- What you will do -
Each line below from the one containing "I must point" through the one containing "Ignore fields containing" is to be given again exactly, and no line outside that span.

..........

PR #281, opened 2018-07-09
DATAJPA-1372 - Allow Query by Example matching for joined singular attributes

mp911de:
We now support Query by Example matching for singular attributes that are joined through embeddable entities. Previously, we rejected these as the metamodel returns a `SingularAttributeJoin` whereas we always expect a `From` to create a join.

cc @christophstrobl 

---

Related ticket: [DATAJPA-1372](https://jira.spring.io/browse/DATAJPA-1372).


schauder:
Merged.

PR #282, opened 2018-07-09
Adding @EntityGraph example using custom annotation

marceloverdijk:
Adding @EntityGraph example using custom annotation, see also https://jira.spring.io/browse/DATAJPA-1373


schauder:
The use of meta-annotations is a general concept, that doesn't just apply to `EntityGraph`. So if we want to add documentation about that we should do it in the general part of the reference documentation, i.e. in Spring Data Commons.

PR #283, opened 2018-07-13
DATAJPA-1163 - Allow expression "#{#entityName}" in count queries

thombergs:
This PR solves [DATAJPA-1163](https://jira.spring.io/browse/DATAJPA-1163) and allows using the expression "#{#entityName}" in count queries.

The issue described in DATAJPA-1163 was reproducible with the test case I added.

### DIFF
--- a/src/main/java/org/springframework/data/jpa/repository/query/AbstractStringBasedJpaQuery.java
+++ b/src/main/java/org/springframework/data/jpa/repository/query/AbstractStringBasedJpaQuery.java
@@ -34,6 +34,7 @@ import org.springframework.util.Assert;
  * @author Oliver Gierke
  * @author Thomas Darimont
  * @author Jens Schauder
+ * @author Tom Hombergs
  */
 abstract class AbstractStringBasedJpaQuery extends AbstractJpaQuery {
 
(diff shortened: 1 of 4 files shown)


src/main/java/org/springframework/data/jpa/repository/query/DeclaredQuery.java
```diff
@@ -80,9 +82,12 @@ static DeclaredQuery of(@Nullable String query) {
 	 * 
 	 * @param countQuery an optional query string to be used if present.
 	 * @param countQueryProjection an optional return type for the query.
+	 * @param metadata metadata about the queried entity.
+	 * @param parser SpEL parser for evaluating expressions within the query.
 	 * @return a new {@literal DeclaredQuery} instance.
 	 */
-	DeclaredQuery deriveCountQuery(@Nullable String countQuery, @Nullable String countQueryProjection);
+	DeclaredQuery deriveCountQuery(@Nullable String countQuery, @Nullable String countQueryProjection,
```
schauder: Adding the parser as an argument here makes this rather basic class dependent on infrastructure which is really only needed for `ExpressionBasedStringQuery`. I'd therefor rather leave this method unchanged and instead add a factory method in `ExpressionBasedStringQuery` which takes a `DeclaredQuery` and turns it into an `ExpressionBasedStringQuery`. That method can then be used in `AbstractStringBasedJpaQuery`.

src/test/java/org/springframework/data/jpa/repository/query/NamedQueryUnitTests.java
```diff
@@ -15,7 +15,8 @@
  */
 package org.springframework.data.jpa.repository.query;
 
-import static org.mockito.ArgumentMatchers.*;
+import static org.mockito.ArgumentMatchers.any;
```
schauder: Please make sure that static imports stay as wildcard imports.

thombergs: No longer relevant in the new push since this file wasn't touched.

schauder:
Thanks, that's polished and merged.

Issue #2177, opened 2021-03-14
Using native Query with distinct is returning wrong total count 


OctavioCega:
Hello, It seems that Hibernate is removing the "distinct" key word from the native Query when using the count to get the total elements. 

Any Workaround for this?

Springboot 2.3.7

A fragment for the logs:

The log for the get entities
```
select distinct e.* from schema.entity e 
(more statements...)
...
```

The log for the count query generated by hibernate (as you can see, for some reason, it is removing the "distinct" keyword)
```
select count(e) from  schema.entity e 
(more statements...)
...
```

This seems like bug for me. I saw this issue from a long ago time but without any solution (a part from generating my own count query) https://github.com/spring-projects/spring-data-jpa/issues/750

ruslanys:
Looks like changes leads to the following:  https://github.com/spring-projects/spring-data-jpa/issues/2260#issuecomment-1111986155

ruslanys:
I found out that this commit has bug: https://github.com/spring-projects/spring-data-jpa/commit/3e64d9ad9b7d45fcf1231dbaf207be49cc481e7a

Especially, the line 494: `&& !variable.contains("*");`

The invocation of method

```
createCountQueryFor("SELECT * FROM User WHERE created_at > $1")
```

returns `select count(WHERE) FROM User WHERE created_at > $1`

ruslanys:
Commits and tests marked with issue #2341

DiegoKrupitza:
> I found out that this commit has bug: https://github.com/spring-projects/spring-data-jpa/commit/3e64d9ad9b7d45fcf1231dbaf207be49cc481e7a

Ok I will take a look at this. I think I have a fix for this. PR will come soon.

ruslanys:
@DiegoKrupitza Thank you!

PR #2389, opened 2021-12-18
GH-2341 - Fix missing `DISTINCT` in count query bug.

### LINKED ISSUE #2341: Count query removes `distinct` phrase if from part of JPA query contains newline character
It seems that there is newline character after the entity alias name in `FROM` part of the query before the `JOIN` the distinct is removed from the count.

Incorrect behavior:
 
```java
@Query("""
    SELECT DISTINCT entity1
    FROM Entity1 entity1 
    LEFT JOIN Entity2 entity2 ON entity1.key = entity2.key""")
```

returns
 
```
select count(entity1) FROM Entity1 entity1
LEFT JOIN Entity2 entity2 ON entity1.key = entity2.key
``` 

Correct behaviour:
```java
@Query("""
    SELECT DISTINCT entity1
    FROM Entity1 entity1 LEFT JOIN Entity2 entity2 ON entity1.key = entity2.key""")
```

returns
 
```
select count(DISTINCT entity1) FROM Entity1 entity1 LEFT JOIN Entity2 entity2 ON entity1.key = entity2.key
``` 

From testing if the `FROM` and `JOIN` are in the same line, and `WHERE` is new line then this incorrect behavior  also occurs.

For now I have solved it with `countProjection = "distinct entity1"`.

DiegoKrupitza:
The `COUNT_MATCH` did not consider line breaks after the `from` clause or the `where` clause. This lead to a no match scenario in the construction of the count query. With the fix we now consider line breaks/whitespaces after the `from` and `where` clause.

Closes #2341
Related tickets #2177

### DIFF
--- a/src/main/java/org/springframework/data/jpa/repository/query/QueryUtils.java
+++ b/src/main/java/org/springframework/data/jpa/repository/query/QueryUtils.java
@@ -146,7 +146,7 @@ public abstract class QueryUtils {
 		builder.append(IDENTIFIER_GROUP);
 		builder.append("(.*)");
 
-		COUNT_MATCH = compile(builder.toString(), CASE_INSENSITIVE);
+		COUNT_MATCH = compile(builder.toString(), CASE_INSENSITIVE | DOTALL);
 
 		Map<PersistentAttributeType, Class<? extends Annotation>> persistentAttributeTypes = new HashMap<>();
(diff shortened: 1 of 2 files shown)


gregturn:
Resolved via 2545e6d74a550d748c4b59a7bf0972ffc7d547bd.

Thanks @DiegoKrupitza!

Issue #2393, opened 2021-12-31
Incorrectly generating count queries for queries starting with whitespaces.


jaoromi:
Repository method annotated `@Query`, nativeQuery is true and containing pageable parameter generate incorrectly count query for starting with whitespaces.

For example, above method derived counter query `select count(where) from user where user.age > :age `.
```
@Query("   \n"
+ "select * from user where user.age > :age"
+ "\n    ")
Page<User> findByGreaterThanAge(int age, Pageable pageable);
```
But, If query starting without whitespace, `select count(*) from user where user.age > :age `

I found that org.springframework.data.jpa.repository.query.QueryUtils.COUNT_MATCH regex not matched select query starting whitespace. I think that it should be fix.

gregturn:
While the example code you provided is SQL, not JPQL, I took your suggestion and added support for count queries starting with whitespace.

The query you wrote will only work if you turn on the nativeQuery flag.

gregturn:
And given that handling whitespace before a count prefix isn't really a bug, I've relabeled this issue as an enhancement, and backported it to the previously supported versions.

Thanks for elevating this @jaoromi!

PR #2394, opened 2021-12-31
GH-2393 The count query pattern matches queries that start with a space.

jaoromi:
The COUNT_MATCH did not consider a query string staring with whitespace. This lead to cause illegal query syntax in the construction of the count query. With the fix we now use a native query string starting with whitespaces with paging.
Related tickets #2393

### DIFF
--- a/src/main/java/org/springframework/data/jpa/repository/query/QueryUtils.java
+++ b/src/main/java/org/springframework/data/jpa/repository/query/QueryUtils.java
@@ -140,6 +140,7 @@ public abstract class QueryUtils {
 		ALIAS_MATCH = compile(builder.toString(), CASE_INSENSITIVE);
 
 		builder = new StringBuilder();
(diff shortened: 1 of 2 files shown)


gregturn:
In light of https://github.com/spring-projects/spring-data-jpa/commit/2545e6d74a550d748c4b59a7bf0972ffc7d547bd, this PR appears to need more work.

gregturn:
We also recently moved branches such that `main` is based upon Spring Data JPA 3.x and Java 17, so you may need to adjust your development environment. I recommend you rebase against `main` to make for a cleaner PR.

gregturn:
I took this PR as inspiration to enhance `QueryUtils` to allow whitespace before count queries.

I must point out, though, that `@Query` is meant for JPQL queries. To do SQL queries, you must switch on `nativeQuery=true`.

Resolved via 94e84cc8.

PR #2398, opened 2022-01-04
Introduce getReferenceById.

### LINKED ISSUE #2232: JpaRepository.getOne/getById method name should indicate that it returns a reference
JpaRepository methods getOne/getById methods are often used by accident by inexperienced developers instead of findById.
These methods call EntityManager::getReference and return a reference.
The method name should indicate that.
We should consider adding method JpaRepository::getReferenceById and deprecating getById (getOne is already deprecated).

gregturn:
Closes #2232

### DIFF
--- a/pom.xml
+++ b/pom.xml
@@ -5,7 +5,7 @@
 
 	<groupId>org.springframework.data</groupId>
 	<artifactId>spring-data-jpa</artifactId>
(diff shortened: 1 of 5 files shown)


schauder:
Thanks. That's polished and merged.

PR #2399, opened 2022-01-04
Properly handle Sort.Order for a select field alias.

gregturn:


schauder:
Thanks, this is polished, merged and backported.

PR #2401, opened 2022-01-07
Ignore fields containing Optional.empty when performing Query by Example.

gregturn:


schauder (changes requested):
Can we make the test independent of auditable? Because auditables are just a special case where this problem surfaces.

Also can we have some documentation for this?

gregturn:
Will do.

gregturn:
@schauder I've updated this PR with a non-Auditable based test class.

schauder:
Thanks, that's merged.

PR #2433, opened 2022-02-08
Remove of useless `throws ...` in jUnit tests.

DiegoKrupitza:
A lot of jUnit tests had in the method header a `throws` that is useless. For example `throws Exception` on a method where no exception is thrown. Removing this noice will make the tests more readable.


schauder:
Thanks, that's merged.

PR #2434, opened 2022-02-08
Added query fetches search for join existence when applying JPA ordering.

### LINKED ISSUE #2253: Specifications with sort creates additional join even though the entity was already fetched
Hi, specifications with sort creates additional join even though the entity was already fetched. The result is that the table is then left joined twice. Consider setup:
entities 
```
@Entity
public class A {
    @Id
    Long id

    @ManyToOne(fetch = FetchType.LAZY)
    @JoinColumn(name = "b_id")
    B b;
}

@Entity
public class B {
    @Id
    Long id
    String name
}
```
specifications
```
Specification<A> specification =
(root, query, builder) -> {
   query.distinct(true); 
   root.fetch(A_.b, JoinType.LEFT);
   return builder.equal(root.get(A_.id), 1L);
};

Sort sort = Sort.by(Sort.Direction.ASC, "b.name");

aRepository.findAll(specification, sort);
```
then
`List<T> findAll(Specification<T> spec, Sort sort);`

creates SQL query
```
select distinct A1.id, A1.b_id, B2.id, B2.name
from A A1
    left join B B1 on A1.b_id = B1.id
    left join B B2 on A1.b_id = B2.id
where A.id = 1
order by B1.name asc
```
B entity is joined twice. If the query is distinct, then it fails with SQL error
`Expression #1 of ORDER BY clause is not in SELECT list, references column ... B1.name ... which is not in SELECT list; this is incompatible with DISTINCT
`
The SQL error in this case is correct, order by clause is not in select list. The sort should not create additional join if the entity was already fetched or joined. 

The commit that introduced this behaviour is https://github.com/spring-projects/spring-data-jpa/commit/43d1438b38747addc548bd69f82df0f01818c983

Previously, it checked whether there already is a fetched entity (isAlreadyFetched() method) if yes then it didn’t create additional join (getOrCreateJoin() method). The logic was changed to check whether the entity was already inner-joined. But even if I change the join type in specification to JoinType.INNER (root.fetch(A_.b, JoinType.INNER);)  it still creates additional join. 

Possible duplicate of #2206

AntonMolganov:
Closes #2253
See https://github.com/spring-projects/spring-data-jpa/issues/2253

### DIFF
--- a/spring-data-jpa/src/main/java/org/springframework/data/jpa/repository/query/QueryUtils.java
+++ b/spring-data-jpa/src/main/java/org/springframework/data/jpa/repository/query/QueryUtils.java
@@ -76,6 +76,7 @@ import org.springframework.util.StringUtils;
  * @author Greg Turnquist
  * @author Diego Krupitza
  * @author Jędrzej Biedrzycki
+ * @author Anton Molganov
  */
 public abstract class QueryUtils {
 
@@ -806,6 +807,16 @@ public abstract class QueryUtils {
 				return join;
 			}
 		}
+
+		for (Fetch<?, ?> fetch : from.getFetches()) {
+
+			Join<?, ?> join = (Join<?, ?>) fetch;
+			if (joinType == join.getJoinType()
+					&& join.getAttribute().getName().equals(attribute)) {
+				return join;
+			}
+		}
+
 		return from.join(attribute, joinType);
 	}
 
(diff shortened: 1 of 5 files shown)


schauder:
The "See" link 404s, should that go to #2253?

AntonMolganov:
> The "See" link 404s, should that go to #2253?

Fixed pull request message.
Was .../spring-data-build/... insteadof .../spring-data-jpa/...

schauder (changes requested):
We would need an integration test to go with this. `UserRepositoryTests` would probably a good home for that.

schauder:
This is still missing tests, and should have been automatically closed a long time ago.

..........

- Answer to this task -
I must point out, though, that `@Query` is meant for JPQL queries. To do SQL queries, you must switch on `nativeQuery=true`.

Resolved via 94e84cc8.

PR #2398, opened 2022-01-04
Introduce getReferenceById.

### LINKED ISSUE #2232: JpaRepository.getOne/getById method name should indicate that it returns a reference
JpaRepository methods getOne/getById methods are often used by accident by inexperienced developers instead of findById.
These methods call EntityManager::getReference and return a reference.
The method name should indicate that.
We should consider adding method JpaRepository::getReferenceById and deprecating getById (getOne is already deprecated).

gregturn:
Closes #2232

### DIFF
--- a/pom.xml
+++ b/pom.xml
@@ -5,7 +5,7 @@
 
 	<groupId>org.springframework.data</groupId>
 	<artifactId>spring-data-jpa</artifactId>
(diff shortened: 1 of 5 files shown)


schauder:
Thanks. That's polished and merged.

PR #2399, opened 2022-01-04
Properly handle Sort.Order for a select field alias.

gregturn:


schauder:
Thanks, this is polished, merged and backported.

PR #2401, opened 2022-01-07
Ignore fields containing Optional.empty when performing Query by Example.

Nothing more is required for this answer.